Hand Coding SQL with psycopg2 for Odoo

I thought it would be a good idea to write down some guidelines on writing hand coded SQL for Odoo/OpenERP. One of the general themes should be ‘avoid SQL injection’, and Odoo themselves provide some documentation explaining that. They also make the point before that you should try to stick with the ORM as much as possible too. Rolling your own SQL bypasses all the access controls on records, so if you are writing some SQL, always consider whether the user is supposed to have access to the data extracted or manipulated by the SQL.

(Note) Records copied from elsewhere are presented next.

PR #720, opened 2021-06-06
Add example on reducing time to first response

### LINKED ISSUE #579: The first request(as client) or response(as server) of Http.jl is very slow?  Initial connection should not be so slow
Julia 1.5.0
HTTP.jl v0.8.17
MbedTLS.jl v1.0.2

```sh
julia> using HTTP

julia> @time r = HTTP.request("GET", "http://0.0.0.0:9000/"; verbose=0)
  3.086142 seconds (8.95 M allocations: 450.041 MiB, 7.77% gc time)

julia> @time r = HTTP.request("GET", "http://0.0.0.0:9000/"; verbose=0)
  0.030034 seconds (25.44 k allocations: 1.303 MiB)

julia> @time r = HTTP.request("GET", "http://baidu.com"; verbose=0)
  0.118624 seconds (362 allocations: 85.906 KiB)
```
```sh
julia                                                                                                                                                                             (20m 5s 996ms)

               _
   _       _ _(_)_     |  Documentation: https://docs.julialang.org
  (_)     | (_) (_)    |
   _ _   _| |_  __ _   |  Type "?" for help, "]?" for Pkg help.
  | | | | | | |/ _` |  |
  | | |_| | | | (_| |  |  Version 1.5.0 (2020-08-01)
 _/ |\__'_|_|_|\__'_|  |  Official https://julialang.org/ release
|__/                   |


julia> using HTTP

julia> @time r = HTTP.request("GET", "http://baidu.com"; verbose=0)
  2.939621 seconds (8.95 M allocations: 450.028 MiB, 6.21% gc time)
HTTP.Messages.Response:
```

rikhuijzer:
In many situations, the HTTP server responds quite slow to the first request. For example, I've described [here](https://discourse.julialang.org/t/precompilation-techniques-for-speeding-up-the-first-run-heroku-deployments-and-packagecompiler/29327/18) that the first request took 3 seconds for a simple Julia server running on Heroku. Also, I notice this when using [LiveServer.jl](https://github.com/tlienart/LiveServer.jl).

To solve this, we could use [PackageCompiler.jl](https://github.com/JuliaLang/PackageCompiler.jl). However, although this is the most reliable solution, this adds a lot of overhead to the end user. In this PR, a `trigger_compilation` optional keyword is added to the server, which has as benefit that it is easier to use than PackageCompiler. 

Basically, the trigger_compilation will spawn an async job which hits one of the server endpoints. That way, Julia is forced to compile a large part of HTTP. This reduces the time to first response, which is useful in situations where users interact with the server. For example, when locally starting a server, then getting a cup of coffee and opening a webpage on the server or when starting a server online.

I've disabled the keyword by default because enabling it could be breaking in some cases.

Also fixes #579.
 
### `trigger_compilation=false`
```
using HTTP
using Sockets

router = HTTP.Router()
respond(req) = HTTP.Response(200)
HTTP.@register(router, "GET", "/", respond)

host = "127.0.0.1"
port = 8080

@async HTTP.serve(router, host, port; trigger_compilation=false)
sleep(5)
@time HTTP.get("http://$host:$port")
```
```
3.987207 seconds (9.51 M allocations: 543.961 MiB, 5.56% gc time, 6.40% compilation time)
```

### `trigger_compilation=true`
```
using HTTP
using Sockets

router = HTTP.Router()
respond(req) = HTTP.Response(200)
HTTP.@register(router, "GET", "/", respond)

host = "127.0.0.1"
port = 8080

@async HTTP.serve(router, host, port; trigger_compilation=true)
sleep(5)
@time HTTP.get("http://$host:$port")
```
```
0.415061 seconds (591.34 k allocations: 33.470 MiB, 99.67% compilation time)
```

### `trigger_compilation=true` and HTTP.post
```
using HTTP
using Sockets

router = HTTP.Router()
respond(req) = HTTP.Response(200)
HTTP.@register(router, "POST", "/", respond)

host = "127.0.0.1"
port = 8080

@async HTTP.serve(router, host, port; trigger_compilation=true)
sleep(5)
@time HTTP.post("http://$host:$port")
```
```
0.483329 seconds (575.69 k allocations: 33.907 MiB, 1.37% gc time, 89.22% compilation time)
```

### DIFF
--- a/docs/examples/reduce_first_response_time.jl
+++ b/docs/examples/reduce_first_response_time.jl
@@ -18,12 +18,12 @@ const trigger_compilation = retry(; delays=ExponentialBackOff(n=5, first_delay=0
     HTTP.get(url)
 end
 
-function status(req::HTTP.Request)
-    HTTP.Response(200, "Ok")
+function hello(req::HTTP.Request)
+    HTTP.Response(200, "Hello")
 end
 
 const ROUTER = HTTP.Router()
-HTTP.@register(ROUTER, "GET", "/status", status)
+HTTP.@register(ROUTER, "GET", "/", hello)
 
 @async trigger_compilation()
 println("Starting server at http://$host:$port")
--- a/docs/examples/reduce_first_response_time.jl
+++ b/docs/examples/reduce_first_response_time.jl
@@ -1,0 +1,28 @@
+"""
+Due to compilation, it can take more than a second for the server to respond on the first request.
+There are two ways to reduce this time to a few milliseconds.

Assuming you’re still set on writing SQL it’s worth noting that Odoo uses psycopg2, a mature and respectable library for accessing Postgres from Python. Dealing with parameters in SQL clauses is simple as it allows you to pass them through as parameters, just as you’d hope.

cr.execute('select * from res_partner where name = %s', (partner_name,))

Unfortunately it’s too simplistic to say never use string concatenation. In practice you often want to stitch together a complex query based on some data. You might want to vary the search criteria based on user input.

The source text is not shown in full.